Features
Comments 4

The Cider Salon 2022

Champagne method cider from bittersweet apples. A Cornish answer to French Pommeau. Ice cider aged seven years in cask and single variety cider from a tannic Lombardy apple. Triple fermented dry Norman cider and Seattle perry from French pear varieties. Bittersweet blends from Welsh hills and Devonian coasts. Keeves from a Scottish walled garden. Pét nat Stoke Reds from opposite sides of the world.

“What makes the Cider Salon special?” A question rolling around my head on the Reading to Bristol train in the morning, the return journey later that night and again today as I sit down to write this piece.

By the measure of all drinks shows across all categories, the objective answer is “not all that much”. You have the option to taste far more and from a far wider range of countries and producers at many a wine, beer or spirits show. Most of them last longer than the Salon’s three-or-so hours, and occupy bigger spaces. Even within cider there are events offering more individual expressions to taste. Reading Festival (once it returns), Bath & West. Various other beer shows have upped their cider offering admirably and significantly too.

And yet The Cider Salon is special. Indeed among the countless drinks shows I am lucky enough to have attended, it stands out as almost unique.
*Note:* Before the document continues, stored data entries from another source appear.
PR #635, opened 2022-01-17
Support templating Openstack clusters as App CRs

ljakimczuk:
### Description

The `kubectl gs template cluster --provider openstack` is now able to output clusters as App CRs. It does that by running two additional commands underneath, one for templating the [cluste-openstack](https://github.com/giantswarm/cluster-openstack) app and another for templating the [default-apps-openstack](https://github.com/giantswarm/default-apps-openstack) app.

In order to accomplished that, the below flags have been introduced:
* `--cluster-topology`, set to `false` by default, when used cluster will be templated as App CR,
* `--cluster-user-configmap`, the current command supports multiple flags for customizing cluster templating, though in the case of App CRs, the configuration must be provided in a form of `values.yaml`. We could try to translate the existing cluster flags to `values.yaml` before running the `template app` commands, and in fact I tried that at the beginning, though it quickly started to look messy and felt counterintuitive. Working with the `values.yaml` directly seems much more easier and flexible in configuration to the users, so I introduced this extra flag,
* `--default-apps-user-configmap`, the same reasoning as above applies here,
* `--cluster-app-version`, allows cluster app version selection,
* `--default-apps-app-version`, allows default apps app version selection.

### Examples

1. `$ kubectl gs template cluster --provider openstack --cluster-topology --organization giantswarm-2`

Output:
```yaml
---
kind: App
metadata:
  labels:
  name: ox0f8-cluster
  namespace: org-giantswarm-2
spec:
  catalog: control-plane-catalog
  config:
    configMap:
      name: ""
      namespace: ""
    secret:
      name: ""
      namespace: ""
  kubeConfig:
    context:
      name: ""
    inCluster: true
    secret:
      name: ""
      namespace: ""
  name: cluster-openstack
  namespace: org-giantswarm-2
  version: 0.1.0
---
kind: App
metadata:
  labels:
  name: ox0f8-default-apps
  namespace: org-giantswarm-2
spec:
  catalog: default
  config:
    configMap:
      name: ""
      namespace: ""
    secret:
      name: ""
      namespace: ""
  kubeConfig:
    context:
      name: ""
    inCluster: true
    secret:
      name: ""
      namespace: ""
  name: default-apps-openstack
  namespace: org-giantswarm-2
  version: 0.1.0
```

2. `$ kubectl gs template cluster --provider openstack --cluster-topology --organization giantswarm-2 --cluster-user-configmap /tmp/cm.yaml`

```yaml
---
apiVersion: v1
data:
  values: |
    clusterDescription: "My test cluster"
    organization: "giantswarm-2"
    cloudConfig: cloud-config
    cloudName: openstack

    kubernetesVersion: 1.20.9
    releaseVersion: 20.0.0-alpha1

    nodeClasses:
    - name: small
      machineFlavor: n1.small
      diskSize: 20

    controlPlane:
      class: default
      replicas: 3

    nodePools:
    - name: default
      class: default
      replicas: 3
kind: ConfigMap
metadata:
  creationTimestamp: null
  name: zi95g-cluster-userconfig
  namespace: org-giantswarm-2
---
kind: App
metadata:
  labels:
  name: zi95g-cluster
  namespace: org-giantswarm-2
spec:
  catalog: control-plane-catalog
  config:
    configMap:
      name: ""
      namespace: ""
    secret:
      name: ""
      namespace: ""
  kubeConfig:
    context:
      name: ""
    inCluster: true
    secret:
      name: ""
      namespace: ""
  name: cluster-openstack
  namespace: org-giantswarm-2
  userConfig:
    configMap:
      name: zi95g-cluster-userconfig
      namespace: org-giantswarm-2
  version: 0.1.0
---
kind: App
metadata:
  labels:
  name: zi95g-default-apps
  namespace: org-giantswarm-2
spec:
  catalog: default
  config:
    configMap:
      name: ""
      namespace: ""
    secret:
      name: ""
      namespace: ""
  kubeConfig:
    context:
      name: ""
    inCluster: true
    secret:
      name: ""
      namespace: ""
  name: default-apps-openstack
  namespace: org-giantswarm-2
  version: 0.1.0
```

3. `$ kubectl gs template cluster --provider openstack --organization giantswarm-2 --release 20.0.0-alpha1 --node-machine-flavor=n1.small` (some output has been cut for brevity)

```yaml
---
apiVersion: cluster.x-k8s.io/v1alpha4
kind: Cluster
metadata:
  annotations:
    cluster.giantswarm.io/description: ""
  labels:
    cluster.x-k8s.io/cluster-name: kz4j9
    giantswarm.io/cluster: kz4j9
    giantswarm.io/organization: giantswarm-2
    release.giantswarm.io/version: 20.0.0-alpha1
  name: kz4j9
  namespace: org-giantswarm-2
spec:
  controlPlaneEndpoint:
    host: ""
    port: 0
  controlPlaneRef:
    apiVersion: controlplane.cluster.x-k8s.io/v1alpha4
    kind: KubeadmControlPlane
    name: kz4j9
    namespace: org-giantswarm-2
  infrastructureRef:
    apiVersion: infrastructure.cluster.x-k8s.io/v1alpha4
    kind: OpenStackCluster
    name: kz4j9
    namespace: org-giantswarm-2
status:
  infrastructureReady: false
---
...
---
apiVersion: infrastructure.cluster.x-k8s.io/v1alpha4
kind: OpenStackMachineTemplate
metadata:
  labels:
    cluster.x-k8s.io/cluster-name: kz4j9
    giantswarm.io/cluster: kz4j9
    giantswarm.io/organization: giantswarm-2
    release.giantswarm.io/version: 20.0.0-alpha1
  name: kz4j9
  namespace: org-giantswarm-2
spec:
  template:
    spec:
      cloudName: openstack
      flavor: n1.small
      identityRef:
        kind: Secret
        name: cloud-config
      image: ubuntu-2004-kube-v1.20.9
      rootVolume: {}
```

### DIFF
--- a/cmd/template/app/runner.go
+++ b/cmd/template/app/runner.go
@@ -76,8 +76,8 @@ func (r *Runner) run(ctx context.Context, cmd *cobra.Command, args []string) err
 		namespace = r.Flag.Cluster
 	}
 
-	if r.Flag.flagUserSecret != "" {
-		userConfigSecretData, err := key.ReadSecretYamlFromFile(afero.NewOsFs(), r.Flag.flagUserSecret)
+	if r.Flag.FlagUserSecret != "" {
+		userConfigSecretData, err := key.ReadSecretYamlFromFile(afero.NewOsFs(), r.Flag.FlagUserSecret)
 		if err != nil {
 			return microerror.Mask(err)
 		}
@@ -125,13 +125,13 @@ func (r *Runner) run(ctx context.Context, cmd *cobra.Command, args []string) err
 		}
 	}
 
-	namespaceAnnotations, err := annotations.Parse(r.Flag.flagNamespaceConfigAnnotations)
+	namespaceAnnotations, err := annotations.Parse(r.Flag.FlagNamespaceConfigAnnotations)
 	if err != nil {
 		return microerror.Mask(err)
 	}
 	appConfig.NamespaceConfigAnnotations = namespaceAnnotations
 
-	namespaceLabels, err := labels.Parse(r.Flag.flagNamespaceConfigLabels)
+	namespaceLabels, err := labels.Parse(r.Flag.FlagNamespaceConfigLabels)
 	if err != nil {
 		return microerror.Mask(err)
 	}
--- a/cmd/template/app/runner.go
+++ b/cmd/template/app/runner.go
@@ -8,7 +8,6 @@ import (
 
 	"github.com/giantswarm/microerror"
 	"github.com/giantswarm/micrologger"
-	"github.com/spf13/afero"
 	"github.com/spf13/cobra"
 	"sigs.k8s.io/yaml"
 
@@ -18,17 +17,17 @@ import (
 	templateapp "github.com/giantswarm/kubectl-gs/pkg/template/app"
 )
 
-type Runner struct {
-	Flag   *Flag
-	Logger micrologger.Logger
-	Stdout io.Writer
-	Stderr io.Writer
+type runner struct {
+	flag   *flag
+	logger micrologger.Logger
+	stderr io.Writer
+	stdout io.Writer
 }
 
-func (r *Runner) Run(cmd *cobra.Command, args []string) error {
+func (r *runner) Run(cmd *cobra.Command, args []string) error {
 	ctx := context.Background()
 
-	err := r.Flag.Validate()
+	err := r.flag.Validate()
 	if err != nil {
 		return microerror.Mask(err)
 	}
@@ -41,49 +40,44 @@ func (r *Runner) Run(cmd *cobra.Command, args []string) error {
 	return nil
 }
 
-func (r *Runner) run(ctx context.Context, cmd *cobra.Command, args []string) error {
+func (r *runner) run(ctx context.Context, cmd *cobra.Command, args []string) error {
 	var userConfigConfigMapYaml []byte
 	var userConfigSecretYaml []byte
 	var err error
 
-	appName := r.Flag.AppName
+	appName := r.flag.AppName
 	if appName == "" {
-		appName = r.Flag.Name
+		appName = r.flag.Name
 	}
 
 	appConfig := templateapp.Config{
 		AppName:           appName,
-		Catalog:           r.Flag.Catalog,
-		Cluster:           r.Flag.Cluster,
-		DefaultingEnabled: r.Flag.DefaultingEnabled,
-		InCluster:         r.Flag.InCluster,
-		Name:              r.Flag.Name,
-		Namespace:         r.Flag.Namespace,
-		Version:           r.Flag.Version,
+		Catalog:           r.flag.Catalog,
+		Cluster:           r.flag.Cluster,
+		DefaultingEnabled: r.flag.DefaultingEnabled,
+		InCluster:         r.flag.InCluster,
+		Name:              r.flag.Name,
+		Namespace:         r.flag.Namespace,
+		Version:           r.flag.Version,
 	}
 
 	var assetName string
-	if r.Flag.InCluster {
+	if r.flag.InCluster {
 		assetName = key.GenerateAssetName(appName, "userconfig")
 	} else {
-		assetName = key.GenerateAssetName(appName, "userconfig", r.Flag.Cluster)
+		assetName = key.GenerateAssetName(appName, "userconfig", r.flag.Cluster)
 	}
 
 	var namespace string
-	if r.Flag.InCluster {
-		namespace = r.Flag.Namespace
+	if r.flag.InCluster {
+		namespace = r.flag.Namespace
 	} else {
-		namespace = r.Flag.Cluster
+		namespace = r.flag.Cluster
 	}
 
-	if r.Flag.FlagUserSecret != "" {
-		userConfigSecretData, err := key.ReadSecretYamlFromFile(afero.NewOsFs(), r.Flag.FlagUserSecret)
-		if err != nil {
-			return microerror.Mask(err)
-		}
-
-		secretConfig := templateapp.SecretConfig{
-			Data:      userConfigSecretData,
+	if r.flag.flagUserSecret != "" {
+		secretConfig := templateapp.UserConfig{
+			Path:      r.flag.flagUserSecret,
 			Name:      assetName,
 			Namespace: namespace,
 		}
@@ -99,20 +93,13 @@ func (r *Runner) run(ctx context.Context, cmd *cobra.Command, args []string) err
 		}
 	}
 
-	if r.Flag.FlagUserConfigMap != "" {
-		var configMapData string
-		if r.Flag.FlagUserConfigMap != "" {
-			configMapData, err = key.ReadConfigMapYamlFromFile(afero.NewOsFs(), r.Flag.FlagUserConfigMap)
-			if err != nil {
-				return microerror.Mask(err)
-			}
-		}
-
-		configMapConfig := templateapp.ConfigMapConfig{
-			Data:      configMapData,
+	if r.flag.flagUserConfigMap != "" {
+		configMapConfig := templateapp.UserConfig{
+			Path:      r.flag.flagUserConfigMap,
 			Name:      assetName,
 			Namespace: namespace,
 		}
+
 		userConfigMap, err := templateapp.NewConfigMap(configMapConfig)
 		if err != nil {
 			return microerror.Mask(err)
@@ -125,13 +112,13 @@ func (r *Runner) run(ctx context.Context, cmd *cobra.Command, args []string) err
 		}
 	}
 
-	namespaceAnnotations, err := annotations.Parse(r.Flag.FlagNamespaceConfigAnnotations)
+	namespaceAnnotations, err := annotations.Parse(r.flag.flagNamespaceConfigAnnotations)
 	if err != nil {
 		return microerror.Mask(err)
 	}
 	appConfig.NamespaceConfigAnnotations = namespaceAnnotations
 
-	namespaceLabels, err := labels.Parse(r.Flag.FlagNamespaceConfigLabels)
+	namespaceLabels, err := labels.Parse(r.flag.flagNamespaceConfigLabels)
 	if err != nil {
 		return microerror.Mask(err)
 	}
@@ -142,13 +129,7 @@ func (r *Runner) run(ctx context.Context, cmd *cobra.Command, args []string) err
 		return microerror.Mask(err)
 	}
 
-	type AppCROutput struct {
-		AppCR               string
-		UserConfigSecret    string
-		UserConfigConfigMap string
-	}
-
-	appCROutput := AppCROutput{
+	appCROutput := templateapp.AppCROutput{
 		AppCR:               string(appCRYaml),
 		UserConfigConfigMap: string(userConfigConfigMapYaml),
 		UserConfigSecret:    string(userConfigSecretYaml),
--- a/cmd/template/app/runner.go
+++ b/cmd/template/app/runner.go
@@ -18,17 +18,17 @@ import (
 	templateapp "github.com/giantswarm/kubectl-gs/pkg/template/app"
 )
 
-type runner struct {
-	flag   *flag
-	logger micrologger.Logger
-	stdout io.Writer
-	stderr io.Writer
+type Runner struct {
+	Flag   *Flag
+	Logger micrologger.Logger
+	Stdout io.Writer
+	Stderr io.Writer
 }
 
-func (r *runner) Run(cmd *cobra.Command, args []string) error {
+func (r *Runner) Run(cmd *cobra.Command, args []string) error {
 	ctx := context.Background()
 
-	err := r.flag.Validate()
+	err := r.Flag.Validate()
 	if err != nil {
 		return microerror.Mask(err)
 	}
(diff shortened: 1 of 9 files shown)


cmd/template/cluster/provider/capo.go
```diff
@@ -65,3 +66,40 @@ func WriteOpenStackTemplate(ctx context.Context, client k8sclient.Interface, out
...
+func WriteOpenStackTemplateAppCR(ctx context.Context, runner *templateapp.Runner, config ClusterCRsConfig) error {
+	var err error
+
+	clusterAppFlags := &templateapp.Flag{
+		AppName:           config.Name,
+		Catalog:           "control-plane-catalog",
+		InCluster:         true,
+		Name:              "cluster-openstack",
+		Namespace:         fmt.Sprintf("org-%s", config.Organization),
+		Version:           "0.1.0",
```
MarcelMue, line 79: This should most likely be configurable.

ljakimczuk: The`version` is hard coded just for a start and I will add a flag to configure it. And did you mean the other fields as well?

ljakimczuk: Sure, got it. I must also add another `user-configmap` for the app of apps

cmd/template/app/runner.go
```diff
@@ -18,17 +18,17 @@ import (
 	templateapp "github.com/giantswarm/kubectl-gs/pkg/template/app"
 )
 
-type runner struct {
-	flag   *flag
-	logger micrologger.Logger
-	stdout io.Writer
-	stderr io.Writer
+type Runner struct {
```
rossf7, line 21: Rather than exporting the runner I'd prefer more of the logic is moved to `pkg/template/app`.
Can you take a look and see how hard that would be?

Reason being that multiple teams need to work on `kubectl gs` so it's good to keep the code as consistent as possible. 

Also me may need to support more types of apps in future. e.g. an app of apps for the security stack.

cmd/template/cluster/flag.go
```diff
@@ -15,12 +15,19 @@ import (
 
 const (
 	flagProvider = "provider"
+	flagTplType  = "template-type"
```
rossf7, line 18:
```suggestion
	flagTemplateType  = "template-type"
```

Flags are not that long so I think its better to align the constants with the full name.

cmd/template/cluster/flag.go
```diff
@@ -15,12 +15,19 @@ import (
...
 	// AWS only.
 	flagAWSExternalSNAT       = "external-snat"
 	flagAWSEKS                = "aws-eks"
 	flagAWSControlPlaneSubnet = "control-plane-subnet"
 
+	// Cluster App only.
+	flagClusterAppVersion     = "cluster-app-version"
+	flagDefaultAppsAppVersion = "default-apps-app-version"
+	flagClusterConfigMap      = "cluster-user-configmap"
+	flagDefaultAppsConfigMap  = "default-apps-user-configmap"
```
rossf7, line 29:
```suggestion
	flagClusterUserConfigMap      = "cluster-user-configmap"
	flagDefaultAppsUserConfigMap  = "default-apps-user-configmap"
```

cmd/template/cluster/flag.go
```diff
@@ -93,6 +109,7 @@ type flag struct {
 
 func (f *flag) Init(cmd *cobra.Command) {
 	cmd.Flags().StringVar(&f.Provider, flagProvider, "", "Installation infrastructure provider.")
+	cmd.Flags().StringVar(&f.TplType, flagTplType, "raw", "Type of the template. Could be one of: raw, appcr. If application, cluster will be templated as an App CR. (default raw)")
```
rossf7, line 112:
```suggestion
	cmd.Flags().StringVar(&f.TplType, flagTplType, "raw", "Type of the template. Could be one of: raw, app. If application, cluster will be templated as an App CR. (default raw)")
```

We use apps in our docs already. Let's see what sig UX says later 😅 but I prefer just `app`.

cmd/template/cluster/flag.go
ljakimczuk: Makes sense, done it

cmd/template/cluster/flag.go
ljakimczuk: I agree `app` looks better 😄

cmd/template/app/runner.go
ljakimczuk: @rossf7  Agree that exporting apps introduced some inconsistency, it may hurt aesthetics 😄 I tried to re-organize the code a bit, to move some parts to the `package/template/app` and thus avoid that much code repetition, though I failed to fully accomplish the goal. At the moment the `pkg/template/app` provides some structs and functions, we relay on the returned values to modify instances of these structs in the `cmd/template/app`, that's why a good dose of code lives in the `cmd/template/app` and the `cmd/template/cluster/provider/capo`. I believe if we want to move more of it into the `package/template/app` we will need to make classes out of these structs, and make the functions to be their methods, but I am not sure if that's not too big of a change.

cmd/template/cluster/flag.go
```diff
@@ -93,6 +109,7 @@ type flag struct {
 
 func (f *flag) Init(cmd *cobra.Command) {
 	cmd.Flags().StringVar(&f.Provider, flagProvider, "", "Installation infrastructure provider.")
+	cmd.Flags().StringVar(&f.TemplateType, flagTemplateType, "raw", "Type of the template. Could be one of: raw, app. If application, cluster will be templated as an App CR. (default raw)")
```
rossf7, line 112:
```suggestion
	cmd.Flags().StringVar(&f.TemplateType, flagTemplateType, "raw", "Type of the template. Could be one of: raw, app. If app, cluster will be templated as an App CR. (default raw)")
```

cmd/template/cluster/provider/capo.go
```diff
@@ -65,3 +70,96 @@ func WriteOpenStackTemplate(ctx context.Context, client k8sclient.Interface, out
...
+		Catalog:   "control-plane-catalog",
+		InCluster: true,
+		Name:      "cluster-openstack",
+		Namespace: fmt.Sprintf("org-%s", config.Organization),
+		Version:   config.ClusterAppVersion,
+	}
+
+	defaultAppsAppConfig := templateapp.Config{
+		AppName:   "openstack-default-apps",
+		Catalog:   "control-plane-catalog",
```
rossf7, line 92:
```suggestion
		Catalog:   "default",
```

The app is only pushed to the default catalog right now. Since that's where the child apps are.

You can check this is in the Circle [config](https://github.com/giantswarm/default-apps-openstack/blob/3a994712a58b2183737201e85cbcbabee8498321/.circleci/config.yml#L12)

cmd/template/cluster/provider/common.go
```diff
@@ -51,6 +51,11 @@ type ClusterCRsConfig struct {
 	Labels         map[string]string
 	Namespace      string
 	PodsCIDR       string
+
+	ClusterAppUserConfigMap     string
+	DefaultAppsAppUserConfigMap string
+	ClusterAppVersion           string
+	DefaultAppsAppVersion       string
```
rossf7, line 58:
```suggestion
        // App settings.
	ClusterAppUserConfigMap     string
	ClusterAppVersion           string
	DefaultAppsAppUserConfigMap string
	DefaultAppsAppVersion       string
```

cmd/template/cluster/runner.go
```diff
@@ -78,6 +78,11 @@ func (r *runner) run(ctx context.Context, cmd *cobra.Command, args []string) err
 			RootVolumeDiskSize:   r.flag.OpenStack.RootVolumeDiskSize,
 			RootVolumeSourceType: r.flag.OpenStack.RootVolumeSourceType,
 			RootVolumeSourceUUID: r.flag.OpenStack.RootVolumeSourceUUID,
+
+			ClusterAppVersion:           r.flag.ClusterApp.ClusterAppVersion,
+			DefaultAppsAppVersion:       r.flag.ClusterApp.DefaultAppsAppVersion,
+			ClusterAppUserConfigMap:     r.flag.ClusterApp.ClusterUserConfigMap,
+			DefaultAppsAppUserConfigMap: r.flag.ClusterApp.DefaultAppsUserConfigMap,
```
rossf7, line 85:
```suggestion
			ClusterAppVersion:           r.flag.ClusterApp.ClusterAppVersion,
			ClusterAppUserConfigMap:     r.flag.ClusterApp.ClusterUserConfigMap,
			DefaultAppsAppVersion:       r.flag.ClusterApp.DefaultAppsAppVersion,
			DefaultAppsAppUserConfigMap: r.flag.ClusterApp.DefaultAppsUserConfigMap,
```

cmd/template/cluster/provider/capo.go
```diff
@@ -65,3 +70,96 @@ func WriteOpenStackTemplate(ctx context.Context, client k8sclient.Interface, out
...
+
+func WriteOpenStackTemplateAppCR(ctx context.Context, config ClusterCRsConfig) error {
+	var userConfigConfigMapYaml []byte
+	var err error
+
+	clusterAppOutput := templateapp.AppCROutput{}
+	defaultAppsAppOutput := templateapp.AppCROutput{}
+
+	clusterAppConfig := templateapp.Config{
+		AppName:   config.Name,
```
rossf7, line 82:
```suggestion
		AppName:   fmt.Sprintf("%s-cluster", config.Name),
```

cmd/template/cluster/provider/capo.go
```diff
@@ -65,3 +70,96 @@ func WriteOpenStackTemplate(ctx context.Context, client k8sclient.Interface, out
...
+		Catalog:   "control-plane-catalog",
+		InCluster: true,
+		Name:      "cluster-openstack",
+		Namespace: fmt.Sprintf("org-%s", config.Organization),
+		Version:   config.ClusterAppVersion,
+	}
+
+	defaultAppsAppConfig := templateapp.Config{
+		AppName:   "openstack-default-apps",
```
rossf7, line 91:
```suggestion
		AppName:   fmt.Sprintf("%s-default-apps", config.Name),
```

cmd/template/app/runner.go
rossf7: Thx! The structure looks a lot better ❤️ 

The main thing was I didn't want the runner to be exported. I think this is fine for now we can always revisit when we add support for more providers.

rossf7 (commented):
@ljakimczuk This is looking good but CI isn't happy. Can you check and appease the Circle gods? :)

cmd/template/app/runner.go
ljakimczuk: Perfect, good to hear that, I made the suggested changes and fixed import so that CI's happy.

cmd/template/cluster/provider/capo.go
ljakimczuk: Ok, the fields now have their own flags

cmd/template/cluster/flag.go
```diff
@@ -14,13 +14,20 @@ import (
...
 	// AWS only.
 	flagAWSExternalSNAT       = "external-snat"
 	flagAWSEKS                = "aws-eks"
 	flagAWSControlPlaneSubnet = "control-plane-subnet"
 
+	// Cluster App only.
+	flagClusterAppVersion        = "cluster-app-version"
+	flagDefaultAppsAppVersion    = "default-apps-app-version"
+	flagClusterUserConfigMap     = "cluster-user-configmap"
+	flagDefaultAppsUserConfigMap = "default-apps-user-configmap"
```
rossf7, line 29: Nit but could you order the flags in the group in alpha order?

That looks tidier to me 🤓

rossf7 (commented):
Nice<3 this is looking good. Just some final nits on ordering.

We should get a review from Sig UX before merging but we can start with a review from the team.

We'll also need a docs PR 📚 https://docs.giantswarm.io/ui-api/kubectl-gs/template-cluster/

cmd/template/cluster/flag.go
ljakimczuk: Sure thing!

ljakimczuk:
> We'll also need a docs PR.

I remember about that, but let's maybe wait for that until we get more reviews, just in case we have more changes coming in. WDYT?

rossf7:
> maybe wait for that until we get more reviews, just in case we have more changes coming in. WDYT?

@ljakimczuk Yes that's fine 👍

cmd/template/cluster/flag.go
```diff
@@ -112,6 +129,12 @@ func (f *flag) Init(cmd *cobra.Command) {
 	cmd.Flags().StringVar(&f.OpenStack.RootVolumeSourceUUID, flagOpenStackRootVolumeSourceUUID, "", "Root volume source UUID (OpenStack only).")
 	cmd.Flags().StringVar(&f.OpenStack.NodeCIDR, flagOpenStackNodeCIDR, "", "CIDR used for the nodes.")
 
+	// OpenStack App only.
+	cmd.Flags().StringVar(&f.ClusterApp.ClusterAppVersion, flagClusterAppVersion, "0.1.0", "Cluster App version to be installed. (OpenStack App CR only).")
```
tfussell, line 133: I think we want to hide these flags for now, see https://github.com/giantswarm/kubectl-gs/pull/540#issuecomment-977888540 and https://github.com/giantswarm/roadmap/issues/605. WDYT @giantswarm/team-rocket?

tfussell (approved):

cmd/template/cluster/flag.go
anvddriesch: I would suggest this, too.

anvddriesch (commented):
Cool stuff!
Please list all the changes to the `CHANGELOG`.

rossf7 (approved):
LGTM when @anvddriesch and team 🌈 are happy

Agree it makes sense to hide the openstack flags for now.

cmd/template/cluster/flag.go
ljakimczuk: Ok, it's done

ljakimczuk:
@rossf7 @anvddriesch @tfussell done, flags are now hidden and the changlog entry is there, let me know if I should make it more detailed.

anvddriesch (approved):
LGTM

ljakimczuk:
@kopiczko not necessarily, it seemed more consistent to me to have this type, but it would work just as good without it. We can get rid of it or change this flag to something not suggesting multiple types, for example, `--as-app` or similar

kopiczko:
> can get rid of it or change this flag to something not suggesting multiple types, for example, `--as-app` or similar

I thought we could replace existing templates and ditch them altogether.

ljakimczuk:
I believe the original idea was to support both templates types, at least for some time since some users may be interested in templating raw resources, but maybe I got it wrong. @rossf7 WDYT?

kopiczko:
Asked @cornelius-keller

cornelius-keller:
I think currently it does not hurt and gives the customer the opportunity to create the clusters with the old method still, which might be useful in case there are problems with the new ones and we need to compare them to see what is different.

In the long run I agree with @kopiczko and it should disappear or be renamed, especially because customers can expect that the raw method templates  the same cluster as the app method only that it is the raw template and not wrapped into an app.

Maybe it will be useful to provide an option to get a raw template that is the same as included in the app, but that is a different story.

LGTM

kopiczko:
It would be nice to at least generate raw templates using `helm template` to make sure they are always on par.

ljakimczuk:
> It would be nice to at least generate raw templates using helm template to make sure they are always on par.

This may be misleading for those relying on the "old" version for the migration time being and as far as I understood that's indeed the case. But since `app` is mostly about adding `ClusterTopology`, @tfussell suggested we could change the flag to `--cluster-topology [true|false]`, @tfussell would you like to add something to that?

cmd/template/cluster/provider/capo.go
```diff
@@ -65,3 +71,97 @@ func WriteOpenStackTemplate(ctx context.Context, client k8sclient.Interface, out
...
+
+func WriteOpenStackTemplateAppCR(ctx context.Context, config ClusterCRsConfig) error {
+	var userConfigConfigMapYaml []byte
+	var err error
+
+	clusterAppOutput := templateapp.AppCROutput{}
+	defaultAppsAppOutput := templateapp.AppCROutput{}
+
+	clusterAppConfig := templateapp.Config{
+		AppName:   fmt.Sprintf("%s-cluster", config.Name),
```
rossf7, line 83: @ljakimczuk @tfussell I found a problem. We use `.Release.Name` in the cluster helm chart which turns out badly :(

```
ross3-cluster   Provisioned   4m37s   v1.20.9
```

Should we remove the `-cluster` suffix here or in the helm chart?

ljakimczuk: I guess we could remove it from here, though App name may then be vague to the user, cause in some cases it would be auto-generated

marians:
Haven't read through the entire discussion.

One minor thing that stands out to me is the duplication of the term `template` in the flag `--template-type`. If we need that flag, could it simply be `--type` ?

ljakimczuk:
> One minor thing that stands out to me is the duplication of the term template in the flag --template-type. If we need that flag, could it simply be --type

I duplicated term `template` to emphasize the fact it's about the template type. I was afraid purpose of the `--type` alone may be vague having all the providers and different resources generated. 

@tfussell has already proposed to change this flag to something else, namely `--cluster-topology [true|false]`, that more closely describe the purpose of having an app for cluster, what do you think @marians ?

When we have an agreement I will push the changes.

marians:
With a boolean flag, the default (when the flag is not used) should always be `false`. So `--cluster-topology false` would be the default. I'd like to make sure that the default makes sense.

What sort of output will that (`--cluster-topology false`) generate then, and what will  `--cluster-topology` or `--cluster-topology true` generate instead?

ljakimczuk:
@marians The `--cluster-topology false` in  this scenario would behave the same way the `--template-type raw` (or lack of it) behaves. The `cluster-topology true` would behave the same way the `--template-type app` behaves right now.

marians (approved):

But why?

The buzz in Bristol’s Trinity Centre this year felt somehow different to the slightly awkward fusion of masked-up trepidation and released-again exuberance that characterised the 2021 iteration. Although, as ever, the space in the venue felt a little pinched for the numbers that descended upon it, there was a more relaxed and settled atmosphere. A sense, perhaps, that the organisers – and indeed most of the exhibitors – were fully comfortable with the format and the rhythm. Or perhaps that was just me.

There was a freshness too. Without comparing sheets I can’t say for certain, but instinctively there seemed to be a greater swelling of new names on the bill than in the last two or three years. Ivor’s, Welsh Mountain, Wild West, Bauman’s, Seattle Cider Company, Tallship, Ripe. Each one, tellingly, fitting into the Salon as though they had been there through all four editions.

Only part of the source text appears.